Biodigestore di Bagnara, il Pd chiede al sindaco di avvalersi di un legale esterno

Continua a far discutere la richiesta della società Tras Press Energia di realizzare un digestore anaerobico nella zona compresa tra via Ordiere e via Lunga, in territorio del Comune di Bagnara al confine con Solarolo, nei pressi di un importante sito archeologico. Il caso, nei mesi scorsi, ha sollevato disagi e proteste tra la popolazione. L’impianto dovrebbe produrre metano grazie ad un processo di fermentazione di materiale organico. La maggioranza dei cittadini dei due Comuni si oppone alla realizzazione del progetto e fin dalla primavera scorsa è stato costituito un Comitato permanente, che sta adoperandosi per fornire un'informativa più accurata e bloccare la creazione del digestore.
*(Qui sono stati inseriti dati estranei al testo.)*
Issue #4478, opened 2020-07-23
[Desktop vs Mobile][Platform Inconsistency] TextBlock with no text property


Gunashree-R-V:
# Platform

- [x] Android
- [x] iOS
- [x] UWP 
- [x] .Net

# Author or host

Microsoft Teams

# Version of SDK

1.2.10 [iOS & Android]

# Details

As per the [TextBlock schema](https://adaptivecards.io/explorer/TextBlock.html), **`text`** property is required and card without this must be an invalid card.
However, there is inconsistency on rendering of a card with no text property in Text Block on different platforms.

Desktop renders this invalid card. Here is the screenshot:

| Desktop| Android | 
|-----------|:-----------:|
| ![image](https://user-images.githubusercontent.com/28745768/91831824-292d3480-ec62-11ea-97f1-96f09eba4b03.png)| ![image](https://user-images.githubusercontent.com/28745768/91831936-54b01f00-ec62-11ea-9bad-5824df7ef12e.png)| 

While, mobile(Android and iOS) throws an exception stating 
`Property is required but was found empty: text`

Attaching the JSON for reference:

[EDU-Card.zip](https://github.com/microsoft/AdaptiveCards/files/4964387/EDU-Card.zip)

cc: @VikrantSingh01, @anbah34, @shbhadra

Issue #4305, opened 2020-07-07
[.NET] Excess spacing in empty text blocks


RebeccaAnne:
# Platform

What platform is your issue or question related to? (Delete other platforms).

- [x] .NET HTML
- [x] .NET WPF

# Details
Spun off from #3702. This bug tracks fixing the spacing issue described in that bug for .NET. Specifically, if a TextBlock has an text property with an empty string, no separator or empty vertical space should be rendered for that text block. The text block should instead be silently dropped.

Issue #4565, opened 2020-08-10
[Inconsistency] Parse failures for a given property should not fail the entire card


RebeccaAnne:
# Platform

What platform is your issue or question related to? (Delete other platforms).

* .NET HTML
* .NET WPF
* Android
* iOS
* JavaScript
* UWP

# Details

Currently the shared model platforms fail parsing of the entire card in the case that there is a parse error in any property. JavaScript on the other hand, drops only the failing property, returning a warning and continuing to parse. This issue tracks updating all platforms to behave consistently with JavaScript.

shalinijoshi19:
@jwoo-msft something to look into driving once you are back as part of the Inconsistency workstream! Thanks

shalinijoshi19:
@jwoo-msft what's the POA on this one?

PR #4765, opened 2020-09-11
Updated handling missing text property of TextBlock

jwoo-msft:
## Related Issue
reference #4478  
reference #4801
reference #4305 
## Description
Updated Android / UWP to respect the new parsing / rendering scheme.
Renderers don't fail to render the entire card. Renders make rendering decisions per element.
Renderers will try to render card after they encounter a TextBlock with no text.

## How Verified
1. A new unit test is added.
2. Regression tests are run on 1.0 TextBlocks cards

###### Microsoft Reviewers: [Open in CodeFlow](http://wpcp.azurewebsites.net/CodeFlowProtocolProxy2.php?pullrequest=https://github.com/microsoft/AdaptiveCards/pull/4765)


source/shared/cpp/ObjectModel/TextElementProperties.cpp
```diff
@@ -167,9 +167,14 @@ void TextElementProperties::SetLanguage(const std::string& value)
     m_language = value;
 }
 
-void TextElementProperties::Deserialize(const ParseContext& context, const Json::Value& json)
+void TextElementProperties::Deserialize(ParseContext& context, const Json::Value& json)
 {
-    SetText(ParseUtil::GetString(json, AdaptiveCardSchemaKey::Text, true));
+    SetText(ParseUtil::GetString(json, AdaptiveCardSchemaKey::Text, false));
```
RebeccaAnne, line 172: >GetString [](start = 23, length = 9)

We actually want this behavior for all required properties going forward now, right (#4565)? Rather than adding this code here specifically in TextBlock, do we want to update GetString to not throw and to instead add a warning when a required property is missing? That probably requires some follow up in the renderers to make sure that we don't crash on missing properties. But otherwise we'll end up with all "required" properties having this block of code and never passing `true` to the ParseUtil functions.

source/dotnet/Library/AdaptiveCards.Rendering.Wpf/AdaptiveTextBlockRenderer.cs
```diff
@@ -17,6 +17,11 @@ public static class AdaptiveTextBlockRenderer
     {
         public static FrameworkElement Render(AdaptiveTextBlock textBlock, AdaptiveRenderContext context)
         {
+            if (String.IsNullOrEmpty(textBlock.Text))
+            {
+                return null;
+            }
```
RebeccaAnne, line 23: The problem with this change is that it causes the higher layers of the stack to think that we don't have a TextBlock renderer. This will lead to us triggering fallback, or if there's no fallback returning the warning "No renderer for element TextBlock" which is not correct. I ran into this before which is why i ended up spinning #4305 off of #3702. We need to refactor this code somehow to be able to distinguish between a missing renderer and an element dropped for missing required properties (which i believe we decided should *not* trigger fallback).

samples/v1.0/Tests/TextBlock.Test.json
```diff
@@ -0,0 +1,55 @@
+{
```
RebeccaAnne, line 1: Can we give this file a more descriptive name?

source/dotnet/Library/AdaptiveCards.Rendering.Wpf/AdaptiveTextBlockRenderer.cs
almedina-ms: I believe with the current implementation this change actually works, some code was refactored in order to determine if labels and error messages had to be rendered and as such we look for the first rendereable element with the AdaptiveRenderContext.GetRendereableElement() method.

If we look at the code in line 107, as the rendered ui element is null we're going to skip the rendering of spacing and other properties
https://github.com/microsoft/AdaptiveCards/blob/main/source/dotnet/Library/AdaptiveCards.Rendering.Wpf/AdaptiveContainerRenderer.cs

``` csharp
AdaptiveTypedElement rendereableElement = context.GetRendereableElement(cardElement);

// if there's an element that can be rendered, then render it, otherwise, skip
if (rendereableElement != null)
{
    FrameworkElement uiElement = context.Render(rendereableElement);
    if (uiElement != null)
    { // logic regarding spacing, tags, height and other stuff 
    } 
}

```

almedina-ms: I haven't tested this PR so I can be wrong

almedina-ms: sorry, I stand corrected, the warning is being raised

almedina-ms: image

almedina-ms: Fix should be done by removing duplicate code from
https://github.com/microsoft/AdaptiveCards/blob/main/source/dotnet/Library/AdaptiveCards.Rendering.Wpf/AdaptiveRenderContext.cs starting from line 245

Seems like there is some left over logic from GetRendereableElement that is duplicated, as we're precalculating the element that can be rendered we could remove the whole if in line 301

source/shared/cpp/ObjectModel/TextElementProperties.cpp
jwoo-msft: As discussed, I've created a new issue to track to update all of the required string parsing as part of [https://github.com/microsoft/AdaptiveCards/issues/4565](https://github.com/microsoft/AdaptiveCards/issues/4565).  [https://github.com/microsoft/AdaptiveCards/issues/4834](https://github.com/microsoft/AdaptiveCards/issues/4834) is the one track this particular issue.

---
In reply to: [494592127](https://github.com/microsoft/AdaptiveCards/pull/4765#discussion_r494592127) [](ancestors = 494592127)

samples/v1.0/Tests/TextBlock.Test.json
jwoo-msft: I will remove this card, and merge this card with one in the FactSet into a new card on a new PR.

---
In reply to: [494599048](https://github.com/microsoft/AdaptiveCards/pull/4765#discussion_r494599048) [](ancestors = 494599048)

almedina-ms (approved):

RebeccaAnne (approved):
:shipit:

Sabato scorso il circolo del Partito Democratico di Solarolo, per mano del suo segretario Filippo Rivalta, ha inviato una richiesta scritta al sindaco Fabio Anconelli, chiedendogli di valutare “se esiste la possibilità che il Comune di Solarolo possa avvalersi di legali esterni, allo scopo di difendere più efficacemente la volontà dei cittadini”. La stessa richiesta è stata avanzata nei giorni scorsi dal gruppo di minoranza del Comune di Bagnara al sindaco Angelo Galli. Dopo che la Soprintendenza per i Beni architettonici e paesaggistici di Ravenna ha espresso un parere negativo al progetto, in questo momento la procedura burocratica è ferma alla fase nella quale la Tras Press Energia deve produrre le risposte e le integrazioni richieste dalla Conferenza dei Servizi e dal Comitato di cittadini. “Anche alla luce delle recenti Linee guida proposte dal Governo a proposito degli impianti alimentati da fonti rinnovabili – puntualizza Filippo Rivalta - ci siamo resi conto  che il progetto potrebbe andare avanti comunque, nonostante l’opinione pubblica sia contraria. Perciò abbiamo chiesto al sindaco che percorra con maggiore vigore la strada legale, considerando che il parere della popolazione di due Comuni sembra quasi ininfluente”.